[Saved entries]
▼▼▼

PR #34384, opened 2024-07-18
python test framework: PICS 2.0

cecille:
Adds test decorators and hooks that will let the test framework select ALL appropriate endpoints for a test and run the test against each endpoint. This means that tests will only need to be run once for the entire node, rather than against a specific endpoint.

Includes a hooks callback to indicate when no appropriate endpoints are selected as well as new decorators for per_endpoint and per_node tests. decorator demonstrated on the time sync test.


src/python_testing/matter_testing_support.py
```diff
@@ -1541,12 +1561,78 @@ def async_test_body(body):
...
+        return False
+
+def has_attribute(attribute: ClusterObjects.ClusterAttributeDescriptor) -> EndpointCheckFunction:
+    return partial(_has_attribute, attribute=attribute)
+
+async def get_accepted_endpoints_for_test(self:MatterBaseTest, accept_function: EndpointCheckFunction):
+    wildcard = await self.default_controller.Read(self.dut_node_id, [()])
+    return [e for e in wildcard.attributes.keys() if accept_function(wildcard, e)]
+
+def per_endpoint_test(accept_function):
```
andy31415, line 1607: Please add doccomments for all the newly introduced top level functions. We need to describe why they exist and how they are to be used.

src/python_testing/matter_testing_support.py
```diff
@@ -949,12 +954,11 @@ def on_fail(self, record):
...
             record is of type TestResultRecord
         '''
+        self.failed = True
         if self.runner_hook and not self.is_commissioning:
             exception = record.termination_signal.exception
             step_duration = (datetime.now(timezone.utc) - self.step_start_time) / timedelta(microseconds=1)
-            # This isn't QUITE the test duration because the commissioning is handled separately, but it's clsoe enough for now
-            # This is already given in milliseconds
-            test_duration = record.end_time - record.begin_time
+            test_duration = datetime.now(timezone.utc) - self.test_start_time
```
ccruzagralopes, line 961: When trying to run this on TH we got an error because TH expects an int for duration. Could you convert it to an int representing the time in milliseconds?

cecille: changed.

ccruzagralopes (approved):
Tested this using TH and it worked fine 😄

src/python_testing/matter_testing_support.py
cecille: added

raju-apple (approved):

src/python_testing/test_testing/TestDecorators.py
```diff
@@ -0,0 +1,291 @@
...
+import chip.clusters as Clusters
+from chip.clusters import Attribute
+from chip.clusters import ClusterObjects as ClusterObjects
+
+try:
+    from matter_testing_support import (MatterBaseTest, async_test_body, get_accepted_endpoints_for_test, has_attribute,
+                                        has_cluster, per_endpoint_test, per_node_test)
+except ImportError:
+    sys.path.append(os.path.abspath(os.path.join(os.path.dirname(__file__), '..')))
+    from matter_testing_support import MatterBaseTest, async_test_body, has_cluster, has_attribute, get_accepted_endpoints_for_test, per_endpoint_test, per_node_test
```
tehampson, line 40: nit, Is there a reason why you import different things when on ImportError?

cecille: okie dokie - updated.

src/python_testing/test_testing/TestDecorators.py
```diff
@@ -0,0 +1,292 @@
...
+
+        endpoints = await get_accepted_endpoints_for_test(self, has_timesync_utc)
+        asserts.assert_equal(endpoints, [], msg)
+
+    # This test should cause an assertion because it has pics_ method
+    @per_node_test
+    async def test_whole_node_with_pics(self):
+        pass
+
+    def pics_whole_node_with_pics(self):
```
tehampson, line 162: What is `pics_whole_node_with_pics` used for? I cannot seems to find where it is used

src/python_testing/test_testing/TestDecorators.py
```diff
@@ -0,0 +1,292 @@
...
+    @per_endpoint_test(has_attribute(Clusters.OnOff.Attributes.OnOff) and has_cluster(Clusters.OnOff))
+    async def test_endpoint_boolean_yes(self):
+        pass
+
+    # This test should be skipped since we have an OnOff cluster, but no Time sync
+    @per_endpoint_test(has_cluster(Clusters.OnOff) and has_cluster(Clusters.TimeSynchronization))
+    async def test_endpoint_boolean_no(self):
+        pass
+
+    # TODO: add test for assertions on whole node, and on each endpoint of an endpoint test
```
tehampson, line 213: Is this a TODO you wanted to do in this PR or as a follow up. If follow up, do you have a tracking issue that would provide additional context for a future reader should you not have time to follow up?

src/python_testing/test_testing/TestDecorators.py
```diff
@@ -0,0 +1,292 @@
+#
```
tehampson, line 1: Do we need to add this file to .github/workflows/tests.yaml so that is runs as a part of CI

tehampson (approved):

src/python_testing/test_testing/TestDecorators.py
cecille: There is an assertion on the decorator that tests with per_endpoint_test or per_node_test can't have a corresponding pics method, because pics are supplied per endpoint, and these tests require information from the entire node. 

Added a comment on both.

src/python_testing/test_testing/TestDecorators.py
cecille: yup - good call, thanks.

src/python_testing/test_testing/TestDecorators.py
cecille: nope, just forgot. Added now.

src/python_testing/test_testing/TestDecorators.py
cecille: added.

PR #34387, opened 2024-07-18
Return CHIP_ERROR from BlePlatformDelegate APIs

arkq:
### Problem

It's not possible to return error code from the platform delegate to the BLE module.

### Changes

Change platform delegate API signature from `bool Func(...)` -> `CHIP_ERROR Func(...)`

### Testing

CI will verify potential build breaks

### DIFF
--- a/src/platform/Darwin/BlePlatformDelegate.h
+++ b/src/platform/Darwin/BlePlatformDelegate.h
@@ -30,14 +30,16 @@ namespace Internal {
 class BlePlatformDelegateImpl : public Ble::BlePlatformDelegate
 {
 public:
-    virtual bool SubscribeCharacteristic(BLE_CONNECTION_OBJECT connObj, const ChipBleUUID * svcId, const ChipBleUUID * charId);
-    virtual bool UnsubscribeCharacteristic(BLE_CONNECTION_OBJECT connObj, const ChipBleUUID * svcId, const ChipBleUUID * charId);
-    virtual bool CloseConnection(BLE_CONNECTION_OBJECT connObj);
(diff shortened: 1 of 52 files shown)


src/platform/Darwin/BlePlatformDelegate.h
```diff
@@ -30,14 +30,16 @@ namespace Internal {
 class BlePlatformDelegateImpl : public Ble::BlePlatformDelegate
 {
 public:
-    virtual bool SubscribeCharacteristic(BLE_CONNECTION_OBJECT connObj, const ChipBleUUID * svcId, const ChipBleUUID * charId);
-    virtual bool UnsubscribeCharacteristic(BLE_CONNECTION_OBJECT connObj, const ChipBleUUID * svcId, const ChipBleUUID * charId);
-    virtual bool CloseConnection(BLE_CONNECTION_OBJECT connObj);
+    virtual CHIP_ERROR SubscribeCharacteristic(BLE_CONNECTION_OBJECT connObj, const ChipBleUUID * svcId,
+                                               const ChipBleUUID * charId);
+    virtual CHIP_ERROR UnsubscribeCharacteristic(BLE_CONNECTION_OBJECT connObj, const ChipBleUUID * svcId,
```
bzbarsky-apple, line 35: If these are overrides, should they be marked as "override", not "virtual"?

Maybe a followup PR, or just let me know when this lands and I can fix it at least for Darwin.

bzbarsky-apple (approved):

src/platform/Darwin/BlePlatformDelegate.h
arkq: Yes, that should be fixed. I'll try to do it in this PR so we will not forget about that.

andy31415 (approved):

bauerschwan (approved):

PR #34425, opened 2024-07-19
Add target endpoint to `CommissioningWindowOpener`

### LINKED ISSUE #33798: [Feature] Allows opening a commissioning window on a bridged node that is not on Endpoint 0.
### Feature description

...
FabricSync spec changes were merged,
https://github.com/CHIP-Specifications/connectedhomeip-spec/blob/master/src/multi_admin/fabric_synchronization.adoc

With the spec update, AdministratorCommissioningCluster is not always on endpoint 0, to open Commissioning Window on bridged node, we need to specify the endpointID

### Platform

all

### Platform Version(s)

_No response_

### Anything else?

_No response_

samadDotDev:
Revives https://github.com/project-chip/connectedhomeip/pull/33799 after the params API refactor.

I'm not sure if this PR needs to be strictly blocked on the issue raised in https://github.com/CHIP-Specifications/connectedhomeip-spec/issues/9354 since this is just adding the endpoint parameter for `CommissioningWindowOpener` to target when sending out ACC (`AdminCommissioningCluster`) commands instead of always sending to root as being done currently, but I'll follow the conversation there to ensure if this needs to be gated by specific feature bits.

The behavior of restricting endpoint ID to root in server handling of ACC command has been intentionally left out since that's definitely not spec-compliant as discussed [here](https://github.com/project-chip/connectedhomeip/pull/33799#discussion_r1631415487). Please correct my understanding if that's not the case or if there needs to be a different requirement for it.

For context: The 2-way Eco-to-Eco Fabric sync has a use case of a fabric-admin containing fabric-bridge as one of its connected devices. The requirement is to be able to direct the OCW command at a specific endpoint of the bridge [`(bridgeNodeId, bridgedEndpointId)`] which will then be expected to be translated and forwarded to the relevant bridged node [`(bridgedNodeId, rootOrAccEndpointId)`] by the bridge.

Fixes #33798


yufengwangca (approved):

▲▲▲

> _ACTIVITY_
Quote exactly the first line of the data and every line after it through the one holding "Adds test decorators".

> _FINISHED TASK_
PR #34384, opened 2024-07-18
python test framework: PICS 2.0

cecille:
Adds test decorators and hooks that will let the test framework select ALL appropriate endpoints for a test and run the test against each endpoint. This means that tests will only need to be run once for the entire node, rather than against a specific endpoint.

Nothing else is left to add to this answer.